** Recorded data follows **
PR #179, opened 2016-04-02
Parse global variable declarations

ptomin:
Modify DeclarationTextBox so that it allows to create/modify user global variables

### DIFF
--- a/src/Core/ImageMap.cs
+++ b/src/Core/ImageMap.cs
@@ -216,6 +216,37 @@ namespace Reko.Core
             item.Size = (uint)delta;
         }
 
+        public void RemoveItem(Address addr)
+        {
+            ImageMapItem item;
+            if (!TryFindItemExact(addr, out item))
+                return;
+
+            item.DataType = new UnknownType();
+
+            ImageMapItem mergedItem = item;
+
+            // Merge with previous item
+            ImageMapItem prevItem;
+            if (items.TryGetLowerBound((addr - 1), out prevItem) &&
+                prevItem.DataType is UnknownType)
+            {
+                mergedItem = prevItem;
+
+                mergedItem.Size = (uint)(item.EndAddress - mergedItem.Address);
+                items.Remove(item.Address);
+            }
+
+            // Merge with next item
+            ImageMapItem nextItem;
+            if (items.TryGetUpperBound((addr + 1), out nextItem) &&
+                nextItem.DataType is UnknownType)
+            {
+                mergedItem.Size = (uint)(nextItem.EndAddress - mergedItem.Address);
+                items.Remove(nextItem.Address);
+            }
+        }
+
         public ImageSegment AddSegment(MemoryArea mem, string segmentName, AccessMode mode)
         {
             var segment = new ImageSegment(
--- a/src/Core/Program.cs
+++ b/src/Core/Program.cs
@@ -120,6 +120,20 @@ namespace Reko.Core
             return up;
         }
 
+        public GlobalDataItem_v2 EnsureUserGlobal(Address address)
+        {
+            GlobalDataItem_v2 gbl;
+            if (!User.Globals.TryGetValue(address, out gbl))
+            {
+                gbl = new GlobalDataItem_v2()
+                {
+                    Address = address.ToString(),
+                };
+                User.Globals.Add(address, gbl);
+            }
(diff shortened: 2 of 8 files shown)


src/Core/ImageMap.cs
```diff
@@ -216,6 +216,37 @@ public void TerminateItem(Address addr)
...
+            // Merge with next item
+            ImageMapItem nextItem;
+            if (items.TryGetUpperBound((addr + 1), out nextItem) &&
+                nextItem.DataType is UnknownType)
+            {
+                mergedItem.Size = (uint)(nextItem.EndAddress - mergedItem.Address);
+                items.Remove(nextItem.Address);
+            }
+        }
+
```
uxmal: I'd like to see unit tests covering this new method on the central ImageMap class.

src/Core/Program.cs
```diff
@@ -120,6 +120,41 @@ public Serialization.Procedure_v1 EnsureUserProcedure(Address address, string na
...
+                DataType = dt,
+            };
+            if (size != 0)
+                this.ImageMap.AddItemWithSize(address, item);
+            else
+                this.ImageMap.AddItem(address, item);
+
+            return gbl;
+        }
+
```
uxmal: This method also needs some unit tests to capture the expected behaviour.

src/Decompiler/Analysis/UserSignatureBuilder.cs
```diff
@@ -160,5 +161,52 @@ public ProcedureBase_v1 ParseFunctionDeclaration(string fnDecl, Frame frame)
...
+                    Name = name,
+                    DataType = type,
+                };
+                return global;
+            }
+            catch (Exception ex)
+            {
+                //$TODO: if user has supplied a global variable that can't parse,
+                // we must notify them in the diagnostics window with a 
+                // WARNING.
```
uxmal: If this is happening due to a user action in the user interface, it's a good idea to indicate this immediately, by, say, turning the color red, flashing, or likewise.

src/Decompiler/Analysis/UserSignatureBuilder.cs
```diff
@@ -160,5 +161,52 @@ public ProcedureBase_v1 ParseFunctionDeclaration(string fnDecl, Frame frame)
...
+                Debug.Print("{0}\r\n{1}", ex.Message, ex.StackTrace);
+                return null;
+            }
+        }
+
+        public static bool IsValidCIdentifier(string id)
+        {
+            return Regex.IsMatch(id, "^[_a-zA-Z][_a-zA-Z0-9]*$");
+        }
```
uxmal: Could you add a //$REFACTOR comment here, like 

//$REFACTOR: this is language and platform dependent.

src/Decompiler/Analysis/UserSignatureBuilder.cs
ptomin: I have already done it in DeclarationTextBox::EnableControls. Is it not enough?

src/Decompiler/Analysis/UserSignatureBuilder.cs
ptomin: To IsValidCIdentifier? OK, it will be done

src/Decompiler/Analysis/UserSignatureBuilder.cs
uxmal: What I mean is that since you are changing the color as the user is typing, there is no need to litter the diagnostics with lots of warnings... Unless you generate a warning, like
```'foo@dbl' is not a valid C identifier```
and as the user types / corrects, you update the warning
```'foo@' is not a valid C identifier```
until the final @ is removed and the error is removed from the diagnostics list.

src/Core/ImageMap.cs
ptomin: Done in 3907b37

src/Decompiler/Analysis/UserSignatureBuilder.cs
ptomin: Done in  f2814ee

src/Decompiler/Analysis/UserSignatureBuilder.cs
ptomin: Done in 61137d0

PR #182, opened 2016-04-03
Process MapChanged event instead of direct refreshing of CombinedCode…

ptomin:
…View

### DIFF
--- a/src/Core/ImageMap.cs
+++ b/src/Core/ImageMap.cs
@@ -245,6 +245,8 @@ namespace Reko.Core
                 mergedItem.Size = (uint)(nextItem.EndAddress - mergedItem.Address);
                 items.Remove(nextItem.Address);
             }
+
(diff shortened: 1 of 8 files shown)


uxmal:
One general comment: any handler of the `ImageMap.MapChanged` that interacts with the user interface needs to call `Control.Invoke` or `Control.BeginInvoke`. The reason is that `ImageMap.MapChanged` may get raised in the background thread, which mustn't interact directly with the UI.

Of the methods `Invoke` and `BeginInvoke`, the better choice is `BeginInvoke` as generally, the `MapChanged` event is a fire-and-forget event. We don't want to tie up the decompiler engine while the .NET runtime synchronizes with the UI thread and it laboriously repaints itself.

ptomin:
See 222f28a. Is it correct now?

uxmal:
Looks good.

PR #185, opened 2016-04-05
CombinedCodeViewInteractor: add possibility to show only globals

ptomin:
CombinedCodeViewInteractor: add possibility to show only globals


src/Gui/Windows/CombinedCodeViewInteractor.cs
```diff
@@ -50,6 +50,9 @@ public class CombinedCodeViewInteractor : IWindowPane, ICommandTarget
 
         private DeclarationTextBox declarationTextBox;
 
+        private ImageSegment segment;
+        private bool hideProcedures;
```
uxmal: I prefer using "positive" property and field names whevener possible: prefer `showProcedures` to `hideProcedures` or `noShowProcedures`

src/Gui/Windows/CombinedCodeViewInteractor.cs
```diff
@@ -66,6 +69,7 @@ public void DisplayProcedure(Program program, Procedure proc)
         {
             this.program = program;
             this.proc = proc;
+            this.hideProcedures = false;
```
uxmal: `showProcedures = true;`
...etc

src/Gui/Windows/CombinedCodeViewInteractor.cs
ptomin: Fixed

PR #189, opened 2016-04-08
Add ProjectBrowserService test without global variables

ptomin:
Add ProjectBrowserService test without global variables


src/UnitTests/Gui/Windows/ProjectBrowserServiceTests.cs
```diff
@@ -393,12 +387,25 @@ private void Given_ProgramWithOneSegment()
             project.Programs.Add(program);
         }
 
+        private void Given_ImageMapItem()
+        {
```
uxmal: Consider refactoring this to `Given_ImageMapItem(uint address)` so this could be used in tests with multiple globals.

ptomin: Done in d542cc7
** End of Recorded data **
** Recorded data follows **
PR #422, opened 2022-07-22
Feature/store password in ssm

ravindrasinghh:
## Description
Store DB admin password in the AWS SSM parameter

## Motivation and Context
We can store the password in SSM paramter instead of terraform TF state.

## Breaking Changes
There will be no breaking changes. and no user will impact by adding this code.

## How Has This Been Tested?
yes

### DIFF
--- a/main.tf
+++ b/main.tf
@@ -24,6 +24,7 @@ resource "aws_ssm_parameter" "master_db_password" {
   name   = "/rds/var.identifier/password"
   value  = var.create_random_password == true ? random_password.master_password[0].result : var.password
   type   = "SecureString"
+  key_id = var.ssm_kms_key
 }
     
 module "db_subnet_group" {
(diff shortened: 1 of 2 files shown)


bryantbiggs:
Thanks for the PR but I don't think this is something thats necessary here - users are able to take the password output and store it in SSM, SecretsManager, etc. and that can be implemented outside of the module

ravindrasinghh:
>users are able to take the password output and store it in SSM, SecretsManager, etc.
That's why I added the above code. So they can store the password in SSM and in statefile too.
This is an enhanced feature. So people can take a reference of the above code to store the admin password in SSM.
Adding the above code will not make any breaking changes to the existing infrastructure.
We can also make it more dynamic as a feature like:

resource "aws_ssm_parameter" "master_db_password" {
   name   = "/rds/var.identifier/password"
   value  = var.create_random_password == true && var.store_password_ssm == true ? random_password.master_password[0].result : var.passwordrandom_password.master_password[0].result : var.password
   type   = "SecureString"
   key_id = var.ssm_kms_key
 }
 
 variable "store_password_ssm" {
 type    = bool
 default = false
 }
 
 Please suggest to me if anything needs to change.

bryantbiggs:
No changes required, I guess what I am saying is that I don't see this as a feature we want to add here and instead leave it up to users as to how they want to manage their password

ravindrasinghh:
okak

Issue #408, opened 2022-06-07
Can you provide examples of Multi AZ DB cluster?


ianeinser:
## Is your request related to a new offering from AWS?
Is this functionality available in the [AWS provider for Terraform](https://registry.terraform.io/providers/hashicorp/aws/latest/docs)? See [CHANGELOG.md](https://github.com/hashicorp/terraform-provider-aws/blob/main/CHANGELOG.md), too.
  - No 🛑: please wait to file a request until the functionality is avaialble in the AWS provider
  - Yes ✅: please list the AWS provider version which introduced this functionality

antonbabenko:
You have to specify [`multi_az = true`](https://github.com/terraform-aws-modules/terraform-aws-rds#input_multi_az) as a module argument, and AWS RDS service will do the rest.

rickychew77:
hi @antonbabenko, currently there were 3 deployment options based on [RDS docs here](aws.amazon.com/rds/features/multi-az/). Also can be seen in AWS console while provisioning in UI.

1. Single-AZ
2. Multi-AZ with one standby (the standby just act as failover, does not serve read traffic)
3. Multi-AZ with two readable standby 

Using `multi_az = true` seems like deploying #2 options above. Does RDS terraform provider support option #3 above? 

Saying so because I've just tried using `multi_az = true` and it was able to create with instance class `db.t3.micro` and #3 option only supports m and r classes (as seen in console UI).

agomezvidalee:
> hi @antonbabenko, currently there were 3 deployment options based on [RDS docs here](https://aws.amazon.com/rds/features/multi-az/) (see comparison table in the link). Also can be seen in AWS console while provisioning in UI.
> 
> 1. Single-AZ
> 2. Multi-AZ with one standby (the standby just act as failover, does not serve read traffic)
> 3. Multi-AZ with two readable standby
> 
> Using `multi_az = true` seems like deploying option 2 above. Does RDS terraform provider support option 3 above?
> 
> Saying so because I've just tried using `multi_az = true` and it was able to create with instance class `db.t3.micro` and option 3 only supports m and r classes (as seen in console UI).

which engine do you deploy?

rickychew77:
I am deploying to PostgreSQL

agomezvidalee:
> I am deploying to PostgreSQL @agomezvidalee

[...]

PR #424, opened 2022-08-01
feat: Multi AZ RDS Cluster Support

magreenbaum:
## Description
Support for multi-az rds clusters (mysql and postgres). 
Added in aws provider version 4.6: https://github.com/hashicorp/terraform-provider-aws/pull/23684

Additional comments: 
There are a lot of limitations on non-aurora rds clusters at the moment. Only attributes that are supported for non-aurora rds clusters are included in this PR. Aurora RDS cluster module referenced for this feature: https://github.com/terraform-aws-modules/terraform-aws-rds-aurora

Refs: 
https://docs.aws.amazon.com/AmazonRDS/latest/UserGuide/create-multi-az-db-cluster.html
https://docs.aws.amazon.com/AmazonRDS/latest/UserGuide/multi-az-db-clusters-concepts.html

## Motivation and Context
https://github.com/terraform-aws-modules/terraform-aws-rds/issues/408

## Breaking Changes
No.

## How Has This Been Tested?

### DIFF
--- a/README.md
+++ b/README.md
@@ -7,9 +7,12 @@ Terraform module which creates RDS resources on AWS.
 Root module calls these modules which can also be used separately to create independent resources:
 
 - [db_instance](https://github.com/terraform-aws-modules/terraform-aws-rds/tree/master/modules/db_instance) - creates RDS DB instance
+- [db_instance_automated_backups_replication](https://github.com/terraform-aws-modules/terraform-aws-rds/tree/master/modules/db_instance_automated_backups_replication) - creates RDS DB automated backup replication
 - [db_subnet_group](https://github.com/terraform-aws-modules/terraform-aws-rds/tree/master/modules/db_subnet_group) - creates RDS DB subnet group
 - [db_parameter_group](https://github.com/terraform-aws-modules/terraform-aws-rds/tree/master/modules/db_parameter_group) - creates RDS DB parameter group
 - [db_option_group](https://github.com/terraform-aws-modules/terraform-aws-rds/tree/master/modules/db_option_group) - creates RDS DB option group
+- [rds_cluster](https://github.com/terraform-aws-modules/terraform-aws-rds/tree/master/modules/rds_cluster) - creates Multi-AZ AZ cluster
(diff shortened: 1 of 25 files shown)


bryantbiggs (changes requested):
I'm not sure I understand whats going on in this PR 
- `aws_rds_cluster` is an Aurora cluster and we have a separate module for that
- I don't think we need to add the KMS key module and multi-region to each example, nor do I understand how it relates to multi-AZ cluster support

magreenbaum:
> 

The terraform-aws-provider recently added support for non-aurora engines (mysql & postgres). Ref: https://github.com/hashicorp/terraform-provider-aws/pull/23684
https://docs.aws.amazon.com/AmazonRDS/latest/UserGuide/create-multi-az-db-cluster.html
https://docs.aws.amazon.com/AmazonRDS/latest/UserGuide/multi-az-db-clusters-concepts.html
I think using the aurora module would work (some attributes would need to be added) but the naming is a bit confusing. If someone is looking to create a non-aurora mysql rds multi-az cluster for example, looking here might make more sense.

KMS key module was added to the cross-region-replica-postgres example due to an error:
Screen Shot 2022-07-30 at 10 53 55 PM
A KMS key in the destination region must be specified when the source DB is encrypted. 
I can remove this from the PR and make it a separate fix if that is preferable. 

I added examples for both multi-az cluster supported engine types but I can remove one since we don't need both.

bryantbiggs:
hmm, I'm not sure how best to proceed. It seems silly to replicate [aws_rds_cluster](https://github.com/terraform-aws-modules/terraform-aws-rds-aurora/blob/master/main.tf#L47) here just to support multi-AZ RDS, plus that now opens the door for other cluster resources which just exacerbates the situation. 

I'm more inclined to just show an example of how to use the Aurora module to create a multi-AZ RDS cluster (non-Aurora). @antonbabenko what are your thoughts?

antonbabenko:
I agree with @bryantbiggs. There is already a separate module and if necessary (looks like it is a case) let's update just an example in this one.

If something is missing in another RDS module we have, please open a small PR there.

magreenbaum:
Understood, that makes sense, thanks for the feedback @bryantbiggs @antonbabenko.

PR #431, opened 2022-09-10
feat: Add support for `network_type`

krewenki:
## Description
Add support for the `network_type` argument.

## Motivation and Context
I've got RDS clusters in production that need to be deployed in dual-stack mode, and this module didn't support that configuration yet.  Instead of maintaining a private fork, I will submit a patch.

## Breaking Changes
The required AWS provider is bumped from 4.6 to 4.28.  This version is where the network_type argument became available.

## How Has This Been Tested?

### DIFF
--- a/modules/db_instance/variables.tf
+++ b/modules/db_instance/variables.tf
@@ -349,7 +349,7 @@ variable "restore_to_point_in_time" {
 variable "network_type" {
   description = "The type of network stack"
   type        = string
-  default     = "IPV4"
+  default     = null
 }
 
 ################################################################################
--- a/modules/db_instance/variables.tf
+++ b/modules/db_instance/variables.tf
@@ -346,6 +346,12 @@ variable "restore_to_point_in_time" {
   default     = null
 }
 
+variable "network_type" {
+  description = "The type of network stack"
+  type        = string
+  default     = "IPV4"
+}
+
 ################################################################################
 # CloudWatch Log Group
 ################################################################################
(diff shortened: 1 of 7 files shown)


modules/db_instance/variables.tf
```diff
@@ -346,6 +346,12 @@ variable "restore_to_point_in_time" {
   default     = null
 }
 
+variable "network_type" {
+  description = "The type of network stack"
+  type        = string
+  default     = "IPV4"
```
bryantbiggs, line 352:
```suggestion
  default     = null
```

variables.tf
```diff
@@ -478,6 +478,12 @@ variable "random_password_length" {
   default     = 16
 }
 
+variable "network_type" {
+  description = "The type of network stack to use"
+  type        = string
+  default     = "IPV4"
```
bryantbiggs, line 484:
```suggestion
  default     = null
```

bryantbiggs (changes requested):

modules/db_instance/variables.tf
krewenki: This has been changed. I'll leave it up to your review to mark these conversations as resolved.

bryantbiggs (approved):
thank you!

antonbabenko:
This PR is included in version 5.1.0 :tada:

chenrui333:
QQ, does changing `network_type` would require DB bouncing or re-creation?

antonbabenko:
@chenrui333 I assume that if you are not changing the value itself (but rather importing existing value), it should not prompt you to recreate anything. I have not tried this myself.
** End of Recorded data **
** Recorded data follows **
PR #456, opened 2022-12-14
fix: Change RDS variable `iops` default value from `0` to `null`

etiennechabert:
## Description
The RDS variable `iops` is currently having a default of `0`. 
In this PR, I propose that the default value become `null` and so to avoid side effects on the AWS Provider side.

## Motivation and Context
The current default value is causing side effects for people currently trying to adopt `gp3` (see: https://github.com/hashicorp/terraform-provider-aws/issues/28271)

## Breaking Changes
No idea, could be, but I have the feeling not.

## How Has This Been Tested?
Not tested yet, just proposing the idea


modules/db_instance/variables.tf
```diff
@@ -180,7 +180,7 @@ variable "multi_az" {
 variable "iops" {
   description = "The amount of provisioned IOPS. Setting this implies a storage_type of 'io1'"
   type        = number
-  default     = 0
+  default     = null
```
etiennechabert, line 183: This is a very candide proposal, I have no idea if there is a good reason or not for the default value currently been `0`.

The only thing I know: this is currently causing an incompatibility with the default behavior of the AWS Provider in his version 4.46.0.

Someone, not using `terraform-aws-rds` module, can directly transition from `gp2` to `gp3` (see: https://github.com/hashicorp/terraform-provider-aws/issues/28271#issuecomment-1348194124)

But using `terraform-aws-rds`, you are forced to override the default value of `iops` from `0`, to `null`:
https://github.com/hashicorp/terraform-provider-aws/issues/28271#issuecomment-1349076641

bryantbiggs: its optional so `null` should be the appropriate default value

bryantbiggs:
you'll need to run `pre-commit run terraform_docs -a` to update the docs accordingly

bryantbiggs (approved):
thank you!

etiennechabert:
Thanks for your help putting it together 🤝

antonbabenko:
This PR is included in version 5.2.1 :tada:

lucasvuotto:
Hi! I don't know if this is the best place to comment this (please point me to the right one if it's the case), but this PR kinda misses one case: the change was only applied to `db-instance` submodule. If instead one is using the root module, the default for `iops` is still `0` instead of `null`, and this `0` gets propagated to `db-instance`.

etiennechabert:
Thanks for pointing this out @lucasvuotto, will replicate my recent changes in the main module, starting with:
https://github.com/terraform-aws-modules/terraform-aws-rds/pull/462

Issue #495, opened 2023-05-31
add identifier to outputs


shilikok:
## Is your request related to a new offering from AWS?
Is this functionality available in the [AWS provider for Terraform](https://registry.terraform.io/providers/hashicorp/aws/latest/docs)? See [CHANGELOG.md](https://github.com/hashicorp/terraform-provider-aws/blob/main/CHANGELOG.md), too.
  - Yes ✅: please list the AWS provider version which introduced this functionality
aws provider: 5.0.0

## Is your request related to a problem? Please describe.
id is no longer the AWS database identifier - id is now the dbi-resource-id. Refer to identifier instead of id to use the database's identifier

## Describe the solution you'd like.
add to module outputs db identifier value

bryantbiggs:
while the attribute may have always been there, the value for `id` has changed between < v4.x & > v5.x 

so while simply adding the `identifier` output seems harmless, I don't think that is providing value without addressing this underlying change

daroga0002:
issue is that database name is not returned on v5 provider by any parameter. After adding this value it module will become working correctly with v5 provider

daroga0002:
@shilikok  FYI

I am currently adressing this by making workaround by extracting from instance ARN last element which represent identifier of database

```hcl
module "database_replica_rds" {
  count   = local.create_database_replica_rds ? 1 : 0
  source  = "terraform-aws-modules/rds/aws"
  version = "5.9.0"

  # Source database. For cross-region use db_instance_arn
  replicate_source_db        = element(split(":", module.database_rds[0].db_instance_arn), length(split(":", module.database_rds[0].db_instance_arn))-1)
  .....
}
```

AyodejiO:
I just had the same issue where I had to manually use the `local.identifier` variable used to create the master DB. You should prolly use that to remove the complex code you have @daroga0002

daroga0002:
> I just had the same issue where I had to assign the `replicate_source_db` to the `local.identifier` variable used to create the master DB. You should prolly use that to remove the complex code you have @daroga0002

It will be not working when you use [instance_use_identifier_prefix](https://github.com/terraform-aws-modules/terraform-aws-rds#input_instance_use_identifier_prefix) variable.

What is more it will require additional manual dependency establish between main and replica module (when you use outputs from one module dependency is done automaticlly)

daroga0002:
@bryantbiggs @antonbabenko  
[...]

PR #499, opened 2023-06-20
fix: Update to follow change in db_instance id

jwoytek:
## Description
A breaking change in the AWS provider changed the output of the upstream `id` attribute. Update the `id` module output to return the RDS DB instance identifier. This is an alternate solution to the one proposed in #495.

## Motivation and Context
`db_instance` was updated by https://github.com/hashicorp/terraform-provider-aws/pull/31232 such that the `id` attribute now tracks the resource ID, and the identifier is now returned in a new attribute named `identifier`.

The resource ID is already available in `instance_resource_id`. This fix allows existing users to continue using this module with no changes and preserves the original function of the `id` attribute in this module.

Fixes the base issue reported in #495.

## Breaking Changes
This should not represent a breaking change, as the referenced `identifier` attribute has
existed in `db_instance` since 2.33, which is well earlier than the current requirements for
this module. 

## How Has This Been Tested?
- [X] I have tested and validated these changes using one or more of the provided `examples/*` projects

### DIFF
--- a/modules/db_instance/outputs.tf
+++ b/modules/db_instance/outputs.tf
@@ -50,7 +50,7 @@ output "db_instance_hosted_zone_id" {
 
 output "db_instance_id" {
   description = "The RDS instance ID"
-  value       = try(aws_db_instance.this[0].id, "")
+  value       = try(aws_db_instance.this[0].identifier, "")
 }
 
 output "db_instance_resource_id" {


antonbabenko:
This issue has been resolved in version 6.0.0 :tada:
** End of Recorded data **
## [Your assignment]
An exact copy of the lines above, from the one containing "--- a/README.md" through the one containing "automated backup replication", is the whole of the answer.

## [Task output]
--- a/README.md
+++ b/README.md
@@ -7,9 +7,12 @@ Terraform module which creates RDS resources on AWS.
 Root module calls these modules which can also be used separately to create independent resources:
 
 - [db_instance](https://github.com/terraform-aws-modules/terraform-aws-rds/tree/master/modules/db_instance) - creates RDS DB instance
+- [db_instance_automated_backups_replication](https://github.com/terraform-aws-modules/terraform-aws-rds/tree/master/modules/db_instance_automated_backups_replication) - creates RDS DB automated backup replication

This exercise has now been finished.